As pessoas buscam workshops, cursos de formação, terapia e coaching. As empresas, por sua vez, procuram treinar seus funcionários para poderem contribuir com seus negócios e assim prosperarem no mercado. Em comum, todas estas ações são, no fundo, processos de aprendizagem.
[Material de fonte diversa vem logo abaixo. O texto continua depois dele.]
PR #272, opened 2022-04-27
[13.0][IMP] crm_event: Promote module to stable

pedrobaeza:
They comply with the requirements and are needed by manifestoo.

@Tecnativa


pedrobaeza:
Working:

/ocabot merge patch

PR #275, opened 2022-05-20
[15.0] [MIG+REF / RFC] `event_session`: Migration to 15.0

ivantodorovich:
We've done a huge refactoring to this module in order to support core features found in regular events, but also for sessions.

Some highlights:

* Dropped the `event_mail` dependency, make it work with core mail schedulers instead.
* Support core voucher / badge reports for sessions.
* Now `event.session` inherits from `event.event` (like `product.product` and `product.template`)
* Make it easier to add more sessions to an event (refactored wizard, using recurrency-like rules)
* Play nice with regular events (events that don't use sessions) -- it's possible to have both kinds at the same time
* Implement (or attempt to) all core `event` features with sessions, but nothing more.

(and naturally there's also the [`event_sale_session`](https://github.com/OCA/event/pull/276) module, and some others to implement them in website and pos)

@chienandalu I understand you're using this module in previous versions, and such a big change may not be welcomed. Consider this a RFC rather than a migration PR, to see if we can join forces


event_session/models/event_session.py
```diff
@@ -0,0 +1,524 @@
...
+
+    def _sync_session_update(self, vals):
+        """Handles write on multiple sessions at once from the UX"""
+        update = vals.pop("session_update", "this")
+        if update not in ("subsequent", "all"):
+            return
+        if len(self) > 1:
+            raise ValidationError(
+                _("You cannot use session_update when writing on recordsets")
+            )
```
petrus-v, line 496: I'm just wondering why we are not using `self.ensure_one()` here ?

```suggestion
        self.ensure_one()
```

event_session/models/event_session_timeslot.py
```diff
@@ -0,0 +1,43 @@
...
+        try:
+            hours, minutes = [int(part) for part in name.split(":")]
+            if not (0 <= hours <= 23):
+                raise Exception()
+            if not (0 <= minutes <= 60):
+                raise Exception()
+        except Exception:
+            raise ValidationError(
+                _("The timeslot has to be defined in HH:MM format")
+            ) from None
```
petrus-v: I think we could use time library to assert format a get a nicer report getting whole exception history if we want to raise ValidationError instead ValueError:

```suggestion
        import time
        [...]
        try:
            struct_time = time.strptime(name, '%H:%M')
            hours, minutes = struct_time.tm_hour, struct_time.tm_min
        except ValueError ex:
            raise ValidationError(
                _("The timeslot has to be defined in HH:MM format")
            ) from ex
            
```

petrus-v (approved):
LGTM

few styling remarks

event_session/models/event_session.py
ivantodorovich: Well, ensure_one will fail if len == 0, which may happen sometimes due to programatically setting field values on empty recordset (that shouldn't fail, just shouldn't do anything)

But more importantly, I like to raise a clear error message

event_session/models/event_session_timeslot.py
ivantodorovich: Thanks for the tip! I like it indeed :)
Code updated

pedrobaeza:
@chienandalu can you please review this?

gregory-moka (approved):

pedrobaeza:
@chienandalu is it OK for you this refactoring?

chienandalu:
Looks good (thanks for the work @ivantodorovich !), but I have to do an in depth review

ivantodorovich:
Thanks a lot @chienandalu :)

pedrobaeza:
Should we merge then, @chienandalu, or are you going to do the review before the merge?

É muito proveitoso as pessoas, na sua vida pessoal e profissional, aprenderem a aprender. Assim, elas podem apreender e se apropriar daquilo que se propuseram a aprender. Este artigo é uma leitura pessoal dos quatro pilares de aprendizagem, como descritos por Jacques Delors*, em um relatório para o comitê da UNESCO que responde por estudos sobre a Educação para o Século XXI.

Sua obra está documentada no livro “Educação: Um Tesouro a Descobrir” (1999). Ele dedica um capítulo ao assunto desses quatro pilares: Aprender a Conhecer, Aprender a Fazer, Aprender a Conviver e Aprender a Ser. Estes caminhos de aprendizagem são complementares entre si e possibilitam um caminho de autodesenvolvimento que é autogerido.

As competências requeridas para a realização e sustentabilidade de projetos são complexas – precisam ser construídas em cima de muitas competências mais básicas. Como Coach e Treinadora eu tenho constatado, muitas vezes, como faz falta uma pessoa ter alicerces sobre os quais a evolução pessoal possa se erguer.

Embora Jacques Delors já tenha feito uma exploração brilhante do tópico, acrescento aqui alguns exemplos de necessidades de desenvolvimento em cada pilar.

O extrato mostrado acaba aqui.